═════ Records to process ═════
PR #251, opened 2020-02-11
FIX: MergeArtifact[Depends|Provides] obeys json tags

alfrunes:
In the current state, the MergeArtifactDepends/Provides forces a value to unset struct values which conflicts with the json tags which has side-effects when attempting to match dependencies with provides.

### DIFF
--- a/artifact/metadata.go
+++ b/artifact/metadata.go
@@ -296,17 +296,38 @@ func (t TypeInfoDepends) Map() map[string]interface{} {
 }
 
 func NewTypeInfoDepends(m interface{}) (ti TypeInfoDepends, err error) {
+
+	const errMsgInvalidTypeFmt = "Invalid TypeInfo depends type: %T"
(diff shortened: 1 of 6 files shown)


artifact/metadata.go
```diff
@@ -346,17 +367,36 @@ func (t TypeInfoProvides) Map() map[string]interface{} {
 }
 
 func NewTypeInfoProvides(m interface{}) (ti TypeInfoProvides, err error) {
+
+	const errMsgInvalidTypeFmt = "Invalid TypeInfo provides type: %T"
```
oleorhagen: Question: Is it really necessary to pull these out when they are used in one place only?

alfrunes: It was done strictly out of formatting preference, it felt awkward to insert the write the string in-place and not violate the 80 character column width rule ;)
btw, this const is indirectly referenced two times as well.

PR #252, opened 2020-02-18
[pipeline] Set docker:dind image to a fixed version

lluiscampos:
So that we can workaround a temporary issue with latest docker:dind


lluiscampos:
Merging with no review as it is blocking work of others.

PR #256, opened 2020-03-05
Change ArtifactProvides.(type): map[string]interface{} -> map[string]string

alfrunes:
Only string properties are supported at this stage, let's not make it more complicated than it already is.

### DIFF
--- a/.gitignore
+++ b/.gitignore
@@ -2,6 +2,7 @@
 *.o
 *.a
 *.so
+*.mender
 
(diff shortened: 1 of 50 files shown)


alfrunes:
Sorry about all the amendments... I started a [new pipeline](https://gitlab.com/Northern.tech/Mender/mender-qa/pipelines/123612449) with mendersoftware/meta-mender#940

PR #257, opened 2020-03-10
Bugfix (cli/snapshot): signal-loop on ignored signals

alfrunes:
If the forked ssh process received a signal which is ignored by default,
the signal is re-invoked using unix.Kill. This inevitably lead to an
invalid syscall instruction in case of SIGCHLD.

This commit makes SIGCHLD trigger terminal echo to be restored and
exits with an error. SIGURG and SIGWINCH are the only ignored signals.

### DIFF
--- a/cli/mender-artifact/write.go
+++ b/cli/mender-artifact/write.go
@@ -510,7 +510,7 @@ func getDeviceSnapshot(c *cli.Context) (string, error) {
 	// established (password prompt is written to /dev/tty directly,
 	// and hence impossible to detect).
 	args = append(args, "sudo", "-S", "/bin/sh", "-c",
-		`'echo "`+sshInitMagic+`"; mender snapshot dump | cat'`)
+		`'echo "`+sshInitMagic+`" && mender snapshot dump | cat'`)
 
 	cmd := exec.Command("ssh", args...)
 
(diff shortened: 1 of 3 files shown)


lluiscampos:
That was fast @alfrunes! I think @kacf is best for the code review itself.

From my side, mention that the commit requires a changelog tag.

cli/mender-artifact/write.go
```diff
@@ -509,8 +509,8 @@ func getDeviceSnapshot(c *cli.Context) (string, error) {
 	// First echo to stdout such that we know when ssh connection is
 	// established (password prompt is written to /dev/tty directly,
 	// and hence impossible to detect).
-	args = append(args, "sudo", "-S", "/bin/sh", "-c",
-		`'echo "`+sshInitMagic+`"; mender snapshot dump | cat'`)
+	args = append(args, "sudo", "-S", "-s",
+		`echo "`+sshInitMagic+`" && mender snapshot dump | cat`)
```
kacf: Probably somewhat theoretical, but I would argue that the original is better here. The old version guarantees that we will get the shell we want, whereas `-s` might not work if the user is using some weird shell.

lluiscampos:
> From my side, mention that the commit requires a changelog tag.

ping on this.

kacf:
And the ticket reference! See previous review.

alfrunes:
@lluiscampos @kacf - I fixed the commit message with a proper changelog tag and ticket id.

PR #258, opened 2020-03-11
Feature/dependabot

mzedel:


mzedel:
for now it is only meant to work for dependency notifications, but it seems to be where `go` is going for dependency management - this might make the transition easier once we fully go there...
═════
### Task
Set down verbatim only the lines between the start of the data above and the line with "--- a/artifact/metadata.go", both boundaries included.

### Task result
PR #251, opened 2020-02-11
FIX: MergeArtifact[Depends|Provides] obeys json tags

alfrunes:
In the current state, the MergeArtifactDepends/Provides forces a value to unset struct values which conflicts with the json tags which has side-effects when attempting to match dependencies with provides.

### DIFF
--- a/artifact/metadata.go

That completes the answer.